In the past, you would have gone straight to your nearest second-hand car dealer. Mission accomplished. Now, there are classified ads, forums and websites. In other words, choice. But with choice comes more than one question.

The car team at Budget Direct Insurance is here to provide the answers you need.

What if I want…?

1. The most choice for the least amount of effort

If this is your goal, a good second-hand car dealer is a good option. It’s the quickest way to see a range of cars within your budget. And if you take a friend who knows about cars (or a mechanic), you could check the car over and make a deal the same day.

“Based on their wide network of sources, some car dealers are also able to attain different types of cars such as trade-ins to give customers what they want.” sgcarmart.com

Try to hit the car lots around the end of the month. Car dealers are targeted on sales, and with monthly commission incentives near, you are more likely to negotiate a higher discount.

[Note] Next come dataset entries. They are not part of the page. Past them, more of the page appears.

Issue #3212, opened 2020-03-17
Enhance encryption API


LaRiffle:
Two features here:

- Make `crypto_provider` kwargs mandatory in `.share()`and check that it's not a client_worker
- Modify `.encrypt()` to add a kwarg and be used not only for Paillier encryption but only MPC (default should be MPC,  and it should call for mpc .fix_prec(...).share(...)  under the hood)

nin-ed:
I can try the first part.

AshwinRam2000:
I can take this up

PR #3234, opened 2020-03-21
Add a `protocol` kwarg to `encrypt()` method to select between MPC and Paillier HE

Syzygianinfern0:
Fixes [#3212](https://github.com/OpenMined/PySyft/issues/3212)

> Modify .encrypt() to add a kwarg and be used not only for Paillier encryption but only MPC (default should be MPC, and it should call for mpc .fix_prec(...).share(...) under the hood)

### DIFF
--- a/syft/frameworks/torch/tensors/interpreters/native.py
+++ b/syft/frameworks/torch/tensors/interpreters/native.py
@@ -992,14 +992,30 @@ class TorchTensor(AbstractTensor):
         else:
             return self.child.torch_type()
 
-    def encrypt(self, *args, **kwargs):
+    def encrypt(self, encryption_method='mpc', **kwargs):
         """This method will encrypt each value in the tensor using Multi Party
-        Computation (default) or Paillier homomorphic encryption.
-        :param kwargs:
-        :return:
+        Computation (default) or Paillier homomorphic encryption
         """
-        x_shared = self.fix_prec().share(*args, **kwargs)
-        return x_shared
+        if encryption_method.lower() == 'mpc':
+            args_fix_prec = kwargs.pop('args_fix_prec')
+            workers = kwargs.pop('workers')
+            crypto_provider = kwargs.pop('crypto_provider')
+
+            if args_fix_prec:
+                x_shared = self.fix_prec(**args_fix_prec).share(*workers, crypto_provider=crypto_provider, **kwargs)
+            else:
+                x_shared = self.fix_prec().share(*workers, crypto_provider=crypto_provider, **kwargs)
+            return x_shared
+        elif encryption_method.lower() == 'paillier':
+            x = self.copy()
+            x_encrypted = PaillierTensor().on(x)
+            x_encrypted.child.encrypt_(kwargs['public_key'])
+            return x_encrypted
+        else:
+            raise NotImplementedError(
+                "Currently the .encrypt() method only supports Paillier Homomorphic "
+                "Encryption and Secure Multi-Party Computation"
+            )
 
     def decrypt(self, private_key):
         """This method will decrypt each value in the tensor, returning a normal
--- a/syft/frameworks/torch/tensors/interpreters/native.py
+++ b/syft/frameworks/torch/tensors/interpreters/native.py
@@ -992,20 +992,20 @@ class TorchTensor(AbstractTensor):
         else:
             return self.child.torch_type()
 
-    def encrypt(self, encryption_method="mpc", **kwargs):
+    def encrypt(self, protocol="mpc", **kwargs):
         """
         This method will encrypt each value in the tensor using Multi Party
         Computation (default) or Paillier Homomorphic Encryption
 
         Args:
-            encryption_method (str): Currently supports 'mpc' for Multi Party
+            protocol (str): Currently supports 'mpc' for Multi Party
                 Computation and 'paillier' for Paillier Homomorphic Encryption
             **kwargs:
                 With Respect to MPC accepts:
                     workers (list): Parties involved in the sharing of the Tensor
                     crypto_provider (syft.VirtualWorker): Worker responsible for the
                         generation of the random numbers for encryption
-                    args_fix_prec (dict): To be parsed as a kwarg for the .fix_prec() method
+                    Keyword Args: To be parsed as kwargs for the .fix_prec() method
 
                 With Respect to Paillier accepts:
                     public_key (phe.paillier.PaillierPublicKey): Can be obtained using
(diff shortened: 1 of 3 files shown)


imskr:
Please always use other than your master branch for creating PR

syft/frameworks/torch/tensors/interpreters/native.py
```diff
@@ -992,19 +992,57 @@ def torch_type(self):
...
-            *public_key a public key created using
-                syft.frameworks.torch.he.paillier.keygen()
+            encryption_method (str): Currently supports 'mpc' for Multi Party
+                Computation and 'paillier' for Paillier Homomorphic Encryption
+            **kwargs:
+                With Respect to MPC accepts:
+                    workers (list): Parties involved in the sharing of the Tensor
+                    crypto_provider (syft.VirtualWorker): Worker responsible for the
+                        generation of the random numbers for encryption
+                    args_fix_prec (dict): To be parsed as a kwarg for the .fix_prec() method
```
LaRiffle: Could you also allow fix_precision kwargs to be given alongside the share ones (workers & crypto_provider)? Would be simpler for the end user :)

LaRiffle: (I think we would provide kwargs and not args for fix_precision)

syft/frameworks/torch/tensors/interpreters/native.py
```diff
@@ -992,19 +992,57 @@ def torch_type(self):
...
+                        ```public_key, private_key = sy.frameworks.torch.he.paillier.keygen()```
+        Returns:
+            An encrypted version of the Tensor following the protocol specified
+
+        Raises:
+            NotImplementedError: If protocols other than the ones mentioned above are queried
+
         """
+        if encryption_method.lower() == "mpc":
+            args_fix_prec = kwargs.pop("args_fix_prec")
```
LaRiffle: Use .get() when the parameter is not compulsory (like in fix prec)

syft/frameworks/torch/tensors/interpreters/native.py
```diff
@@ -992,19 +992,57 @@ def torch_type(self):
...
+            workers = kwargs.pop("workers")
+            crypto_provider = kwargs.pop("crypto_provider")
+
+            if args_fix_prec:
+                x_shared = self.fix_prec(**args_fix_prec).share(
+                    *workers, crypto_provider=crypto_provider, **kwargs
```
LaRiffle: with my suggestion, then you will had to remove kwargs here I guess

syft/frameworks/torch/tensors/interpreters/native.py
```diff
@@ -992,19 +992,57 @@ def torch_type(self):
...
+            else:  # If no args for .fix_prec()
+                x_shared = self.fix_prec().share(
+                    *workers, crypto_provider=crypto_provider, **kwargs
+                )
+            return x_shared
+
+        elif encryption_method.lower() == "paillier":
+            x = self.copy()
+            x_encrypted = PaillierTensor().on(x)  # Instantiate the class
+            x_encrypted.child.encrypt_(kwargs["public_key"])  # Perform blacHomomorphic Encryption
```
LaRiffle: Extract public_key like you did for mpc (it's nicer :) ) 
and typo: blacHomomorphic

syft/frameworks/torch/tensors/interpreters/native.py
```diff
@@ -992,19 +992,57 @@ def torch_type(self):
         else:
             return self.child.torch_type()
 
-    def encrypt(self, public_key):
-        """This method will encrypt each value in the tensor using Paillier
-        homomorphic encryption.
+    def encrypt(self, encryption_method="mpc", **kwargs):
```
LaRiffle: I have a slight preference for `protocol` instead of `encryption_method` (mostly because its shorter and because we often speak of crypto protocols)

test/torch/tensors/test_native.py
```diff
@@ -205,3 +205,24 @@ def forward(self, x):
 
     ## Forward on the remote model
     pred = model_net(tensor_remote)
+
+
+def test_encrypt():
+    hook = syft.TorchHook(torch)
```
LaRiffle: Check other examples you can improt workers directly:

ex: in test_additive_sharing.py
```
def test_eq(workers):
    me, alice, bob, crypto_provider = (
        workers["me"],
        workers["alice"],
        workers["bob"],
        workers["james"],
    )
```

test/torch/tensors/test_native.py
```diff
@@ -205,3 +205,24 @@ def forward(self, x):
...
+
+    bob = syft.VirtualWorker(hook, id="bob")
+    alice = syft.VirtualWorker(hook, id="alice")
+    james = syft.VirtualWorker(hook, id="james")
+
+    x = torch.randint(10, (1, 5), dtype=torch.float32)
+    x_encrypted = x.encrypt(workers=[bob, alice], crypto_provider=james, args_fix_prec={"base": 10})
+    assert torch.all(torch.eq(x_encrypted.get().float_prec(), x))
```
LaRiffle: Oh we've forgotten to add a generic decrypt method!!
Would you be willing to do also this one? :) 
for MPC .decrypt() would call `.get().float_prec()` 
and for paillier, it would'nt change

Syzygianinfern0: Sure. Do I submit it in another PR?
I've incorporated the suggestions mentioned.

syft/frameworks/torch/tensors/interpreters/native.py
```diff
@@ -992,19 +992,59 @@ def torch_type(self):
...
+            workers = kwargs.pop("workers")
+            crypto_provider = kwargs.pop("crypto_provider")
+            kwargs_fix_prec = kwargs  # Rest of kwargs for fix_prec method
+
+            if kwargs_fix_prec:
+                x_shared = self.fix_prec(**kwargs_fix_prec).share(
+                    *workers, crypto_provider=crypto_provider
+                )
+            else:  # If no kwargs for .fix_prec()
+                x_shared = self.fix_prec().share(*workers, crypto_provider=crypto_provider)
```
Jasopaum: I don't think this case is different from the one above, is it?
Doesn't `self.fix_prec(**kwargs_fix_prec)` work with an empty dict?

Syzygianinfern0: Yes. You are correct. 
That style was necessary for an older version of code where the kwargs were "None" rather than an empty dict.

test/torch/tensors/test_native.py
LaRiffle: In this PR would be more coherent if you can do it !

syft/frameworks/torch/tensors/interpreters/native.py
```diff
@@ -1042,16 +1042,44 @@ def encrypt(self, protocol="mpc", **kwargs):
...
+        Returns:
+            An decrypted version of the Tensor following the protocol specified
+
+        Raises:
+            NotImplementedError: If protocols other than the ones mentioned above are queried
+
+        """
+
+        if protocol.lower() == "mpc":
+            x_encrypted = self.copy()
```
LaRiffle: Do you need  copy() here?

Syzygianinfern0: It served a purpose of not making it an inplace operation

LaRiffle: Oh I see 
Ok I got your point, let's keep it your way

2. The most car for the least money

You can buy the car of your dreams at auctions via a bidding system. Auction cars are normally repossessed from those who cannot keep up their monthly loans. The auction is a way for the finance companies to make good some of their losses.

“In Singapore, car auctions are usually conducted via closed bidding where bids are to be sent in. Normally, there is no third party involved in the auction and interested buyers are usually able to view the cars before the auction, but no test drives are allowed.” sgcarmart.com

Cars sold at auction are cheaper than buying at a dealer. And if you are looking for a vintage car at a reasonable price, this may be the way to go.

Be aware that rebuilt and otherwise damaged cars can also be sold at auction. The cars do not normally have warranties and you will need to obtain affordable car insurance. Be sure to do your research before you bid.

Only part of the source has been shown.